The curling strands of her untamable hair escaping her braid. The color of her skin in the sunlight versus the color of her skin in the shade. Her laughter, a sound like water in a brook. Her despairing little smile when it’s Cassandra's turn to cook—
—shit.
Shit.
She’s got him rhyming, like… like… like some blighted poet.
Cassandra notices his dejected expression as he stares unseeing into his bowl of congealed unmentionables.
“It’s not that bad,” she insists, swallowing a mouthful of her own, as if to lead by example.
“It is,” he says, foreseeing his own miserable denouement. “It’s terrible.”
“You haven't even tried it!”
“I’m a celebrated author, Seeker; of course I’ve tried it!”
“You— what?” Cassandra says.
“What?” Varric says.
She blinks. “What are we talking about?”
Varric rouses himself from his stupor and replays the conversation in his head. And then, slowly, deliberately, he takes a spoonful to his mouth, swallows it as fast as he can to avoid tasting it, and says: “I don't know, what did you think we were talking about?”

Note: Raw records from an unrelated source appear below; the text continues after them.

PR #1192, opened 2021-05-10
cert rotation

jennyf19:
opening so we can review easier...

### DIFF
--- a/src/Microsoft.Identity.Web/CertificateManagement/DefaultCertificateLoader.cs
+++ b/src/Microsoft.Identity.Web/CertificateManagement/DefaultCertificateLoader.cs
@@ -212,9 +212,12 @@ namespace Microsoft.Identity.Web
 
         internal static void ResetCertificates(IEnumerable<CertificateDescription>? clientCertificates)
         {
-            foreach (var cert in clientCertificates)
+            if (clientCertificates != null)
             {
-                cert.Certificate = null;
+                foreach (var cert in clientCertificates)
+                {
+                    cert.Certificate = null;
+                }
             }
         }
 
@@ -279,7 +282,9 @@ namespace Microsoft.Identity.Web
         internal /*for test only*/ static X509Certificate2? LoadFirstCertificate(IEnumerable<CertificateDescription> certificateDescription)
         {
             DefaultCertificateLoader defaultCertificateLoader = new DefaultCertificateLoader();
-            CertificateDescription certDescription = certificateDescription.FirstOrDefault(c => { defaultCertificateLoader.LoadIfNeeded(c);
+            CertificateDescription? certDescription = certificateDescription.FirstOrDefault(c =>
+            {
+                defaultCertificateLoader.LoadIfNeeded(c);
                 return c.Certificate != null;
             });
 
--- a/src/Microsoft.Identity.Web/CertificateManagement/DefaultCertificateLoader.cs
+++ b/src/Microsoft.Identity.Web/CertificateManagement/DefaultCertificateLoader.cs
@@ -102,7 +102,7 @@ namespace Microsoft.Identity.Web
         /// <remarks>This code is inspired by Heath Stewart's code in:
         /// https://github.com/heaths/azsdk-sample-getcert/blob/master/Program.cs#L46-L82.
         /// </remarks>
-        private static X509Certificate2 LoadFromKeyVault(
+        private static X509Certificate2? LoadFromKeyVault(
             string keyVaultUrl,
             string certificateName,
             X509KeyStorageFlags x509KeyStorageFlags)
@@ -115,6 +115,11 @@ namespace Microsoft.Identity.Web
             SecretClient secretClient = new SecretClient(keyVaultUri, credential);
 
             KeyVaultCertificateWithPolicy certificate = certificateClient.GetCertificate(certificateName);
+
+            if (certificate.Properties.NotBefore <= DateTime.UtcNow && certificate.Properties.ExpiresOn <= DateTime.UtcNow)
+            {
+                return null;
+            }
 
             // Return a certificate with only the public key if the private key is not exportable.
             if (certificate.Policy?.Exportable != true)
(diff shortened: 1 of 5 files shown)


src/Microsoft.Identity.Web/CertificateManagement/DefaultCertificateLoader.cs
```diff
@@ -116,6 +116,11 @@ private static X509Certificate2 LoadFromBase64Encoded(string certificateBase64,
 
             KeyVaultCertificateWithPolicy certificate = certificateClient.GetCertificate(certificateName);
 
+            if (certificate.Properties.NotBefore <= DateTime.UtcNow && certificate.Properties.ExpiresOn <= DateTime.UtcNow)
```
bgavrilMS, line 119: A few comments: 

1. NotBefore and ExpiresOn can be null. Not sure why, but I think we should treat that case separately
2. nit; I'm always confused about mixing DateTimeOffset and DateTime.UtcNow. Probably fine. Might be cleaner to use DateTimeOffset.UtcNow
3. I think the condition to accept the cert is : 

NotBefore ---------- now ------------- ExpOn

so the condition to reject the cert is: 

now < NotBefore OR now > ExpOn

src/Microsoft.Identity.Web/TokenAcquisition.cs
```diff
@@ -170,11 +171,24 @@ internal partial class TokenAcquisition : ITokenAcquisitionInternal
 
                 context.HandleCodeRedemption(null, result.IdToken);
             }
+            catch (MsalServiceException exMsal) when (IsInvalidClientCertificateError(exMsal))
+            {
+                DefaultCertificateLoader.ResetCertificates(_microsoftIdentityOptions.ClientCertificates);
```
bgavrilMS, line 176: From what I understand .. the user configures one or more certificate descriptions. Each certificate description can be used to fetch 0 or 1 certificates. 

I think here we only deal with the case where there is a KeyVault certificate description and we try to reload the certificate, using the existing description. 

I am not sure how M.I.W. deals with multiple cert descriptions, e.g. one from KV, one from my local store? Maybe we can chat about this. 

In any case, I think there should be an explicit API on the ClientCertificate class, smth like `Reload`, which may be implemented by some cert types (keyvault) but not others.

src/Microsoft.Identity.Web/CertificateManagement/DefaultCertificateLoader.cs
```diff
@@ -116,6 +116,11 @@ private static X509Certificate2 LoadFromBase64Encoded(string certificateBase64,
...
+            {
+                return null;
```
bgavrilMS, line 121: There seem to be a mix of returning null and throwing exceptions. Would be interesting to try out the non-happy path of configuring MIW with some expired or bad certs and seeing the experience.

src/Microsoft.Identity.Web/TokenAcquisition.cs
jmprieur: Descriptions from other than KV won't have several versions (KeyVault does), but this is not even a goal. 
The cert rotation is still enabled for other descriptions than KeyVault if the developer provides several cert descriptions (one that will expire soon, and another one), whatever the certificate source. The thing with KeyVault is that the same certificate source can have a newer version which extends the expiry of the previous, now expired version. the filepath description could be the same too, and probably the subject name one too from the certificate store.

Why Reload? is it an optimization?

src/Microsoft.Identity.Web/CertificateManagement/DefaultCertificateLoader.cs
jmprieur: Of course this was done, @bgavrilMS !
See https://github.com/AzureAD/microsoft-identity-web/issues/956#issuecomment-832760201 for all the pathological cases which were tested.

src/Microsoft.Identity.Web/TokenAcquisition.cs
bgavrilMS, line 176: I think I get your design here. You reset the cert and the _app, and you force the recreation of the app. Makes sense. 

As a small observation - I noticed that you added quite a few static methods on DefaultCertificateLoader which just pass in the list of `ClientCertificates`. This indicates that you are missing an object, smth like 

```
ICertManager
+ IEnumerable<ClientCertificates>
+ ResetCertificates() 
+ LoadFirstCertificate() 
+ LoadAllCertificates()
```

src/Microsoft.Identity.Web/TokenAcquisition.cs
```diff
@@ -310,7 +337,23 @@ internal partial class TokenAcquisition : ITokenAcquisitionInternal
...
+                _application = null;
+
+                // Retry
+                retryClientCertificate = true;
+                return GetAuthenticationResultForAppAsync(scope, tenant, tokenAcquisitionOptions);
+            }
+            finally
+            {
+                retryClientCertificate = false;
```
bgavrilMS, line 355: How often do we want to retry a failed cert? Is TokenAcquision a long lived service? If it is, when the cert expires, you reload it. The second time the cert expires, you will not reload it. Is this "reload once" the strategy you are aiming for?

src/Microsoft.Identity.Web/TokenAcquisition.cs
```diff
@@ -472,6 +515,11 @@ public async Task RemoveAccountAsync(RedirectContext context)
             }
         }
 
+        private bool IsInvalidClientCertificateError(MsalServiceException exMsal)
+        {
+            return !retryClientCertificate && exMsal.ErrorCode == Constants.InvalidClient && exMsal.Message.Contains(Constants.InvalidKeyError);
```
bgavrilMS, line 520: I would remove the `retryClientCertificate ` check from here and move it up.

src/Microsoft.Identity.Web/TokenAcquisition.cs
jmprieur: yes. @bgavrilMS : let's revisit this when we implement it in MSAL?

jennyf19 (commented):
:shipit:

src/Microsoft.Identity.Web/TokenAcquisition.cs
jmprieur: Although it's not the default, TokenAcquisition can be a singleton.
The reload once is to avoid an infinite loop. It's used in finally blocks with a tail recursion.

Cassandra grunts in disgust before digging into her supper. In between her mouthfuls he catches something that sounds suspiciously like stupid dwarf.
Yeah, he thinks, as he subjects himself to the unnecessarily painful process of not going hungry, courtesy of Cassandra. Stupid dwarf indeed.
---
Cole has gotten into the habit of saying, “Well, shit,” approximately every half-hour.
To be more precise, he’s gotten into the habit of paying more attention to Varric’s musings rather than the others’, hence his picking up of Varric’s mental well-shits every half-hour.
Which is the approximate interval between the moment Varric realizes he’s been daydreaming about the Inquisitor and snaps out of it, and the moment he realizes he’s doing it again and that he’s trapped in a never-ending cycle.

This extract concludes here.